Come direbbe qualcuno, la vita non è un sogno ma i sogni aiutano a vivere meglio. Ne sa qualcosa Stefano, consulente finanziario per una grande multinazionale tedesca e fidanzato da tempo con la figlia snob e dispotica di un console francese, una donna che non brilla per simpatia e che per hobby crea problemi e si diverte a programmare anche il poco tempo libero che hanno a disposizione. Stufo di una relazione logora e della mancanza di leggerezza in una vita divenuta troppo impegnativa, Stefano ritrova un vecchio amore capace di dargli nuova linfa e la spinta verso un radicale cambiamento. Non parliamo di una donna, almeno non soltanto, ma della sua vecchia ed inscalfibile passione per il surf, molto più di uno sport ma una vera e propria filosofia di vita. Il contatto con le onde gli restituirà la forza di lasciarsi andare e di riscoprire quella sensazione di libertà capace di riconciliarci con il mondo che ci circonda, ma non è tutto, perchè il destino lo riavvicinerà ad un suo vecchio amico surfista e a una sua ex-fidanzata del liceo, una ragazza che non è mai uscita dal suo cuore e che lui ha sempre ricordato come la sua anima gemella.

E' questa la metaforica Polinesia del titolo La Polinesia è sotto casa portata sul grande schermo dall'esordiente regista figlio 'd'arte' Saverio Smeriglio, già autore dell'omonimo romanzo ed ora, grazie anche alle amicizie illustri di papà, riesce a portare nelle sale un film decisamente posticcio e logorroico che sa un po' troppo di inesperienza - scritto, girato e recitato come una soap opera - incapace di coinvolgere lo spettatore. Ingabbiato in una narrazione spezzettata e poco omogenea, che risente probabilmente della concezione letteraria divisa in capitoli, il film opta per una 'soluzione' amorosa anzichè incentrarsi sul vero motore della storia e cioè il surf, costretto nel ruolo di comparsa. Le affascinanti riprese acquatiche realizzate con l'aiuto di un team californiano e gli splendidi scenari naturali della riviera del Conero, luogo magico turisticamente poco valorizzato, fanno quel che possono al cospetto di un pubblico estivo voglioso di 'freschezza', di emozioni e risate.

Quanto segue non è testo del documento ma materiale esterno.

Issue #852, opened 2018-11-20
Create a ApacheHttpClient from a org.apache.http.impl.client.HttpClient


codefromthecrypt:
Here controls the builder used to make the http client. https://github.com/aws/aws-sdk-java-v2/blob/master/http-clients/apache-client/src/main/java/software/amazon/awssdk/http/apache/ApacheHttpClient.java#L117

Apache Http Client is hard to instrument, it would be easier if one could supply the base builder used.

## Expected Behavior
I'd expect to be able to pass an instance of `org.apache.http.impl.client.HttpClientBuilder`

## Current Behavior
The base builder is hard-coded

## Possible Solution
Add DefaultBuilder.setHttpClientBuilder

millems:
What options are you interested in configuring on the `HttpClientBuilder` that aren't currently exposed by the SDK?

If the SDK took an `HttpClientBuilder`, we have three options: (a) override your settings with our own, or (b) override our own with your settings, (c) ignore all other client builder settings.

The first one isn't safe, because it makes it backwards incompatible for us to add new settings. 

The second one is safer, but harder to implement (how do we know what's already been set?). 

The third is probably the safest, but might be the hardest to discover. We would probably be an entirely different HTTP client builder to communicate that the other settings don't matter, and I'm not sure whether there are any settings that we would *have* to override on the client builder to make a successful call.

adriancole:
unfortunately the only way this would work is overriding the base builder as the only way to change what is broken requires subtyping https://github.com/openzipkin/brave/blob/master/instrumentation/httpclient/src/main/java/brave/httpclient/TracingHttpClientBuilder.java

adriancole:
"only way this would work" meaning "only way this would improve things"

adriancole:
I agree that this feature could be mentioned as a use-at-own risk. FWIW in our tracing projects we often put in a test in our test tree to ensure we don't unknowingly mess up something. Knowing is the important part. IOTW, you could have a feature test in your tree that uses brave interceptor. Doing this is extreme, but you'd get some knowledge.

Other ways could be to make an observable client abstraction, but then again you'd have a double-instrumentation problem possibility which can be a worse problem than the one we are discussing which is config setting liability

millems:
[...]

PR #916, opened 2018-12-05
Adding the ability to control how a HttpURLConnection gets created.

kiiadi:
## Description

Customers require the ability to control how a URL connection gets created - but still want to take advantage of other SDK features (such as setting timeout, building the request parameters etc). See https://github.com/aws/aws-toolkit-jetbrains/issues/685 for an example use case.

## Testing

Ran unit tests

## Types of changes

## Checklist

## License

### DIFF
--- a/.changes/next-release/feature-URLConnectionHTTPClient-777a68c.json
+++ b/.changes/next-release/feature-URLConnectionHTTPClient-777a68c.json
@@ -1,0 +1,5 @@
+{
+    "category": "URLConnection HTTP Client", 
+    "type": "feature", 
+    "description": "Adding a hook to enable custom creation of the initial `HttpURLConnection`. This enables customers to control how a connection is established for a given `URL` including handling any required proxy configuration etc."
+}
--- a/http-clients/url-connection-client/src/main/java/software/amazon/awssdk/http/urlconnection/UrlConnectionHttpClient.java
+++ b/http-clients/url-connection-client/src/main/java/software/amazon/awssdk/http/urlconnection/UrlConnectionHttpClient.java
@@ -25,6 +25,7 @@ import static software.amazon.awssdk.utils.NumericUtils.saturatedCast;
 import java.io.IOException;
 import java.io.InputStream;
 import java.net.HttpURLConnection;
+import java.net.URI;
 import java.time.Duration;
 import java.util.List;
 import java.util.Map;
@@ -54,13 +55,40 @@ import software.amazon.awssdk.utils.IoUtils;
 public final class UrlConnectionHttpClient implements SdkHttpClient {
 
     private final AttributeMap options;
+    private final UrlConnectionFactory connectionFactory;
 
-    private UrlConnectionHttpClient(AttributeMap options) {
+    private UrlConnectionHttpClient(AttributeMap options, UrlConnectionFactory connectionFactory) {
         this.options = options;
+        if (connectionFactory != null) {
+            this.connectionFactory = connectionFactory;
+        } else {
+            this.connectionFactory = this::createDefaultConnection;
+        }
+
     }
 
     public static Builder builder() {
         return new DefaultBuilder();
+    }
+
+    /**
+     * Create a {@link HttpURLConnection} client with the default properties
+     *
+     * @return an {@link UrlConnectionHttpClient}
+     */
+    public static SdkHttpClient create() {
+        return new DefaultBuilder().build();
+    }
+
+    /**
+     * Use this method if you want to control the way a {@link HttpURLConnection} is created.
+     * This will ignore SDK defaults like {@link SdkHttpConfigurationOption#CONNECTION_TIMEOUT}
+     * and {@link SdkHttpConfigurationOption#READ_TIMEOUT}
+     * @param connectionFactory a function that, given a {@link URI} will create an {@link HttpURLConnection}
+     * @return an {@link UrlConnectionHttpClient}
+     */
+    public static SdkHttpClient create(UrlConnectionFactory connectionFactory) {
+        return new UrlConnectionHttpClient(AttributeMap.empty(), connectionFactory);
     }
 
     @Override
@@ -75,8 +103,7 @@ public final class UrlConnectionHttpClient implements SdkHttpClient {
     }
 
     private HttpURLConnection createAndConfigureConnection(HttpExecuteRequest request) {
-        HttpURLConnection connection =
-            invokeSafely(() -> (HttpURLConnection) request.httpRequest().getUri().toURL().openConnection());
+        HttpURLConnection connection = connectionFactory.createConnection(request.httpRequest().getUri());
         request.httpRequest()
                .headers()
                .forEach((key, values) -> values.forEach(value -> connection.setRequestProperty(key, value)));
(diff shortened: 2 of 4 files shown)


http-clients/url-connection-client/src/main/java/software/amazon/awssdk/http/urlconnection/UrlConnectionHttpClient.java
```diff
@@ -199,6 +210,31 @@ public void setConnectionTimeout(Duration connectionTimeout) {
...
+         * A function used to create a {@link HttpURLConnection} from a {@link URL}.
+         *
+         * By default {@link URL#openConnection()} is used.
+         *
+         * @param connectionCreator the function to call to create the connection
+         * @return this object for method chaining
+         */
+        @Override
+        public Builder connectionCreator(Function<URL, HttpURLConnection> connectionCreator) {
+            connectionCreator = connectionCreator;
```
dagnir: SpotBugs flagged this dead store. Can we fix and add a test case?

millems:
Sorry to do this, but whatever we do here should be consistent with the rest of the other clients. See my concerns here: https://github.com/aws/aws-sdk-java-v2/issues/852#issuecomment-440471794

Can we have a more in-depth discussion on this?

http-clients/url-connection-client/src/main/java/software/amazon/awssdk/http/urlconnection/UrlConnectionHttpClient.java
kiiadi: Once we agree this is the right approach I'm happy to add a test.

kiiadi:
@millems I guess this is slightly different since any mutations you make to the `HttpUrlConnection` would still apply - we're not (and don't want to) change that logic.

Let me state the requirement and we can go from there as to what you guys feel is the best approach:

The JetBrains toolkit allows users to specify proxy connection settings, there is a built in helper that, given a `location` (String) create an `HttpUrlConnection` for it, taking into account any proxy settings as well as any 'ignore' filters - customers can say ignore the proxy for these hosts / URL's etc. We don't really want to have to reimplement all this logic ourselves - nor do we want to have to re-implement all the SDK's logic around creating the request, putting in params, encoding, headers etc.

So I figure we a few options:
1) This PR, expose a hook to override the initial `HttpURLConnection` creation process through the builder and passing a function.
2) Alternate hook, make the class non-`final`, and create a `protected createUrlConnection(URI)` method - we can then extend the class and provide our own implementation of `createUrlConnection`
3) Expose the ability to configure `java.net.Proxy` settings on the SDK - this would need to be able to be done per-request since we'll need to apply the same filtering logic based on the host.

kiiadi:
PS: This is the logic I'd like to hook into when creating the HttpClient https://github.com/JetBrains/intellij-community/blob/master/platform/platform-api/src/com/intellij/util/net/HttpConfigurable.java#L409

http-clients/url-connection-client/src/main/java/software/amazon/awssdk/http/urlconnection/UrlConnectionHttpClient.java
kiiadi: fixed the actual spot-bugs issue - what a noob mistake - been away from Java too long :P

shorea:
I'd be more in favor of 1. Never a fan of subclassing or hooks. Also with 3 we currently don't have a mechanism for per request HTTP configuration. Looking at the code we'd need to be able to handle a list of proxies and find the first one that works, that behavior is a bit odd and not something I'd expect the SDK to do so I'd rather keep it out of our implementation.

kiiadi:
ping - this is in response to a customer request : https://plugins.jetbrains.com/plugin/11349-aws-toolkit#comment=30003

http-clients/url-connection-client/src/main/java/software/amazon/awssdk/http/urlconnection/UrlConnectionHttpClient.java
```diff
@@ -159,10 +162,18 @@ public void abort() {
          * means infinity, and is not recommended.
          */
         Builder connectionTimeout(Duration connectionTimeout);
+
+        /**
+         * A function used to create a {@link HttpURLConnection} from a {@link URL}.
+         *
+         * By default {@link URL#openConnection()} is used.
+         */
+        Builder connectionCreator(Function<URL, HttpURLConnection> connectionCreator);
```
millems: 1. Should we use our own factory interface, instead of a built-in, so that we can document it better?
2. Do we override customer settings with our own? 
3. If so, how do we handle new, SDK-provided settings in the future? They could potentially override customer settings and break backwards-compatibility.

.changes/next-release/feature-URLConnectionHTTPClient-777a68c.json
```diff
@@ -0,0 +1,5 @@
+{
+    "category": "URLConnection HTTP Client", 
+    "type": "feature", 
+    "description": "Adding a hook to enable custom creation of the initial `HttpURLConnection` that is then further configured by the SDK to make requests. This enables customers to control how a connection is established for a given `URL` including handling any required proxy configuration etc."
```
millems: Update

http-clients/url-connection-client/src/main/java/software/amazon/awssdk/http/urlconnection/UrlConnectionCreator.java
```diff
@@ -0,0 +1,34 @@
...
+
+import java.net.HttpURLConnection;
+import java.net.URI;
+
+/**
+ * An interface that, given a {@link URI} creates a new {@link HttpURLConnection}. This allows customization
+ * of the creation and configuration of the {@link HttpURLConnection}.
+ */
+@FunctionalInterface
+public interface UrlConnectionCreator {
```
millems: Factory?

http-clients/url-connection-client/src/test/java/software/amazon/awssdk/http/urlconnection/UrlConnectionHttpClientWithCustomCreateWireMockTest.java
```diff
@@ -0,0 +1,14 @@
+package software.amazon.awssdk.http.urlconnection;
```
zoewangg: missing copyright

http-clients/url-connection-client/src/main/java/software/amazon/awssdk/http/urlconnection/UrlConnectionCreator.java
```diff
@@ -0,0 +1,34 @@
...
+package software.amazon.awssdk.http.urlconnection;
+
+import java.net.HttpURLConnection;
+import java.net.URI;
+
+/**
+ * An interface that, given a {@link URI} creates a new {@link HttpURLConnection}. This allows customization
+ * of the creation and configuration of the {@link HttpURLConnection}.
+ */
+@FunctionalInterface
```
zoewangg: Checkstyle would fail for missing sdk annotation

zoewangg: Oh our checkstyle does not check for interface apparently. :\ Will fix it.
https://github.com/aws/aws-sdk-java-v2/blob/5005b0f940166e8099feb17b06ed85158a1dab0e/build-tools/src/main/java/software/amazon/awssdk/buildtools/checkstyle/MissingSdkAnnotationCheck.java#L45-L47

kiiadi:
Fixed checkstyle and rebased from master

kiiadi:
Is this ready to merge?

Il viaggio introspettivo di un trentenne di provincia alla ricerca di una perduta libertà esistenziale tra amori travagliati, situazioni lavorative opprimenti e amici perduti nelle mani dei due neo-registi diventa un carosello un po' noioso di personaggi mai realmente concreti o credibili, alcuni al limite del macchiettistico, e di situazioni un po' surreali confezionato con uno stile che scivola (o cerca di di scivolare senza riuscirci) nel grottesco e con una regia poco convincente anche nei fondamentali. Tutto questo, insieme alla vacua recitazione del cast, non permette al primo film italiano 'incentrato' sul surf di lasciare un segno, seppur leggero, nella cinematografia di genere. Forse un passaggio televisivo sarebbe stato non solo più indicato ma anche assai più fruttuoso per la neonata casa di produzione Aloha Entertainment. Il risultato finale, purtroppo, appare più come uno di quei poster adesivi da parete tanto di moda negli anni '70, un po' sbiadito e realizzato col fotomontaggio, che come una foto ad alta risoluzione scattata per immortalare paesaggi paradisiaci e momenti magici da ricordare per sempre.
La Polinesia e la California, intese come paradisi naturali e oasi in cui rigenerare corpo e anima, saranno pure sotto casa, ma a conti fatti la cosa veramente difficile è arrivarci (anche solo in sogno) con compagnie low-cost che sappiano offrire un buon rapporto qualità-prezzo.